Diagnosis of Supersymmetry Breaking Mediation Schemes by Mass Reconstruction at the LHC

TL;DR

This paper explores how to determine the underlying supersymmetry breaking mediation scheme at the LHC by reconstructing superpartner masses, especially gauginos, to distinguish between models and understand dark matter implications.

Contribution

It introduces a method for gaugino mass reconstruction and model parameter determination, focusing on the KKLT compactification scenario with anomaly contributions.

Findings

Reconstructed gaugino masses and unification scale.

Identified stau and stop masses to verify coannihilation.

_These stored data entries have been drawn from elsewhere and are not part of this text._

PR #2215, opened 2024-03-22
Dell ECS cleanup now on partition

### LINKED ISSUE #2214: Dell ECS tmp cleanup should be done on the date partition
## Background
Dell ECS tmp cleanup should be done on the date partition not the whole root folder of the dataset

## Feature
Add report date to Dell ECS cleanup

Zejnilovic:
Closes #2214

### DIFF
--- a/scripts/bash/s3a_wrapper.sh
+++ b/scripts/bash/s3a_wrapper.sh
@@ -55,6 +55,7 @@ shift
 hdfsPublishPath=""
 hdfsPath=""
 jceks_flag=""
+std_path="$STD_HDFS_PATH"
 
 # Function to print error message and exit
 function error_exit() {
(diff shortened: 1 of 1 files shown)


scripts/bash/s3a_wrapper.sh
```diff
@@ -105,6 +106,18 @@ function cleanup_versions() {
   return 0
 }
 
+# Function to get evaluated tmp path for standardization
+# Replace placeholders if present
+function replace_std_path_placeholders() {
```
benedeki, line 111: Is this correct?
The function is more like a procedure and used as a function.
Also is the use of `$path` correct, not `$std_path`?

Zejnilovic: It is fine. Bash has no concept of procedures. And this way I can nicely chain it. 

Path fixed

benedeki (approved):
Looks legit now

Zejnilovic:
Tested by Paras 08/04 10:59

PR #523, opened 2024-04-12
Fix/objsto read error handling

ka-myl:
This PR fixes the issue for all managed object storage resources, when apply/refresh errors out when you create a resource with TF and then delete it outside TF. The issue was that we didn't remove resource ID from the state on `not found` errors in read functions.


villevsv-upcloud (approved):

peknur (approved):
Looks good :+1

PR #543, opened 2024-05-21
feat(gateway): add UUID support for connections and tunnels

villevsv-upcloud:


internal/service/gateway/connection.go
```diff
@@ -72,6 +138,24 @@ func ResourceConnection() *schema.Resource {
...
+			rawState["uuid"] = conn.UUID
+
+			return rawState, nil
+		}
+	}
+
+	return rawState, fmt.Errorf("connection by name %s not found", rawState["name"].(string))
+}
+
 func resourceConnectionCreate(ctx context.Context, d *schema.ResourceData, meta interface{}) (diags diag.Diagnostics) {
```
kangasta, line 159: Should we use the UUID of the created resource in the `d.SetId(...)`? (Could not add comment to unchanged line 176)

internal/service/gateway/tunnel.go
```diff
@@ -94,14 +99,106 @@ func ResourceTunnel() *schema.Resource {
...
+			rawState["uuid"] = tunnel.UUID
+
+			return rawState, nil
+		}
+	}
+
+	return rawState, fmt.Errorf("tunnel by name %s not found", name)
+}
+
 func resourceTunnelCreate(ctx context.Context, d *schema.ResourceData, meta interface{}) (diags diag.Diagnostics) {
```
kangasta, line 196: Here also name is used in the id instead of UUID 🤔 Is changing the id possible in the upgrader?

internal/service/gateway/connection.go
villevsv-upcloud: Changed to use the UUID, better for import purposes.

internal/service/gateway/tunnel.go
villevsv-upcloud: Changed to use the UUID, better for import purposes.

internal/service/gateway/connection.go
```diff
@@ -69,9 +75,88 @@ func ResourceConnection() *schema.Resource {
...
+			},
+			"remote_route": {
+				Description:  "Route for the remote side of the network.",
+				Type:         schema.TypeSet,
+				Optional:     true,
+				AtLeastOneOf: []string{"local_route", "remote_route"},
+				Elem:         gatewayRouteSchema(),
+			},
+			"tunnels": {
+				Description: "List of connection's tunnels names. Note that this field can have outdated information as connections are created by a separate resource. To make sure that you have the most recent data run 'terrafrom refresh'.",
```
kangasta, line 130: Does this now take in UUIDs
```suggestion
				Description: "List of connection's tunnels UUIDs. Note that this field can have outdated information as connections are created by a separate resource. To make sure that you have the most recent data run 'terrafrom refresh'.",
```

kangasta (approved):

internal/service/gateway/connection.go
villevsv-upcloud: Still names. We could revise this in further updates.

Solved for model parameters and relic density.

Abstract

If supersymmetry is discovered at the LHC, the next question will be the determination of the underlying model. While this may be challenging or even intractable, a more optimistic question is whether we can understand the main contours of any particular paradigm of the mediation of supersymmetry breaking. The determination of superpartner masses through endpoint measurements of kinematic observables arising from cascade decays is a powerful diagnostic tool. In particular, the determination of the gaugino sector has the potential to discriminate between certain mediation schemes (not all schemes, and not between different UV realizations of a given scheme). We reconstruct gaugino masses, choosing a model where anomaly contributions to supersymmetry breaking are important (KKLT compactification), and find the gaugino unification scale. Moreover, reconstruction of other superpartner masses allows us to solve for the parameters defining the UV model. The analysis is performed in the stop and stau coannihilation regions where the lightest neutralinos are mainly gauginos, to additionally satisfy dark matter constraints. We thus develop observables to determine stau and stop masses to verify that the coannihilation mechanism is indeed operational, and solve for the relic density.